┌────────
PR #5888, opened 2021-10-04
Fix APV issue spewing asserts when baking with max subdiv level of 2

FrancescoC-unity:
I found this issue while repro another problem, took a while to find out what was going on. 
Essentially if putting simplification level to 2, then the calculations to relative brick index/positions are not behaving as the new index algorithm expects. 

To solve this, we make sure the "voxel" (unit used to update index buffer) is never bigger than the maximum brick we can represent.


FrancescoC-unity:
Oh I need to revert one commit, one sec.

JulienIgnace-Unity (approved):

sebastienlagarde (approved):

PR #5889, opened 2021-10-04
Fixed initial decal position

adrien-de-tocqueville:
### Purpose of this PR

https://fogbugz.unity3d.com/f/cases/1368987/

When projectors are created, they are moved to be visible in the current scene view.
Changed the behavior to match builtin for regular components. It now depends on if the object has a parent and if the "Create Objects at Origin" in the editor preferences is enabled.

---
### Testing status

tested that decal projector position is the same as when creating a point light under various cnoditions (preference option, parent or not)


remi-chapelain (approved):
Don't think anymore testing is needed for this one ! ✔️

sebastienlagarde (approved):

PR #5892, opened 2021-10-04
Fix range compression factor clamping

adrien-de-tocqueville:
### Purpose of this PR

https://fogbugz.unity3d.com/f/cases/1365707/

color from reflection probes was clamped after undoing the range compression factor, which didn't result in the original value before range compression.
Moved the uncompression to be done after clamping, which should still prevent inf from propagating

Now:
image

### Testing status
tested the repro case
High emissive values with high enough compression factor on the probe now match between the real object and the reflected object


FrancescoC-unity (approved):

remi-chapelain (approved):
All good now that we can make the reflection match with a high enough compression factor.

com.unity.render-pipelines.high-definition/Runtime/Lighting/LightLoop/LightLoopDef.hlsl
```diff
@@ -152,15 +152,18 @@ float4 SampleEnv(LightLoopContext lightLoopContext, int index, float3 texCoord,
             color.rgb = SAMPLE_TEXTURECUBE_ARRAY_LOD_ABSTRACT(_EnvCubemapTextures, s_trilinear_clamp_sampler, texCoord, _EnvSliceSize * index + sliceIdx, lod).rgb;
         }
 
+        // Planar and Reflection Probes aren't pre-expose, so best to clamp to max16 here in case of inf
+        color.rgb = ClampToFloat16Max(color.rgb);
```
sebastienlagarde, line 156: That's wrong, you must clamp after 

color.rgb *= rangeCompressionFactorCompensation;

 // Planar and Reflection Probes aren't pre-expose, so best to clamp to max16 here in case of inf
        color.rgb = ClampToFloat16Max(color.rgb);
        
        otherwise rangeCompressionFactorCompensation become fully useless... rangeCompressionFactorCompensation is to currentlty allow to fit large range.

sebastienlagarde (approved):

PR #5893, opened 2021-10-04
Fix another issue with probe volume subdiv multiplier when changing to a lower subdiv level

FrancescoC-unity:
Fix for https://fogbugz.unity3d.com/f/cases/1367914/ though it also needs this https://github.com/Unity-Technologies/Graphics/pull/5888  

The issues were two, one is the one fixed in the other PR, one is due to the fact that if a probe volume had a max subdiv override set to a val that is higher than the maximum subdiv allowed, multipliers could go above 1, leading to all sorts of problems.


sebastienlagarde (approved):

JulienIgnace-Unity (approved):

FrancescoC-unity:
Yup I kinda expected this, will fixup

alelievr (approved):

PR #5901, opened 2021-10-04
Fixed bad performance when manipulating probe shape in editor.

JulienIgnace-Unity:
### Purpose of this PR
Fixed an issue where probe being forced realtime would cause perf to degrade greatly when manipulating them in editor.
The root cause is that we were forcing the builtin (not used in HDRP) "mode" to realtime under the hood. This caused massive slowdown due to forcing re-rendering the whole probe each frame when manipulating the probe gizmos.

The reason we were doing this is to fix a culling issue there was in A2. I was not able to reproduce any culling issue in my test scenes but there might be more complicated cases. It might also be that we fixed that some other way since then and the workaround is not required anymore.

This is a fix for https://fogbugz.unity3d.com/f/cases/1368553/

---
### Testing status
Tested the repro project and ran graphics tests.

---
### Comments to reviewers
@fredericv-unity3d do you have the original fogbugz case regarding the culling issue in A2? Might be helpful checking for regression.
@Unity-Technologies/gfx-qa-hdrp it might be good to thoroughly test culling of reflection probes in various configuration.

If no culling regression is found by QA (Waiting on Jans for A2 testing) we can probably safely merge this fix.

### DIFF
--- a/com.unity.render-pipelines.high-definition/Editor/Lighting/Reflection/SerializedHDReflectionProbe.cs
+++ b/com.unity.render-pipelines.high-definition/Editor/Lighting/Reflection/SerializedHDReflectionProbe.cs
└────────
For the string "good", show each line of the entries above where it occurs.

All good now that we can make the reflection match with a high enough compression factor.
@Unity-Technologies/gfx-qa-hdrp it might be good to thoroughly test culling of reflection probes in various configuration.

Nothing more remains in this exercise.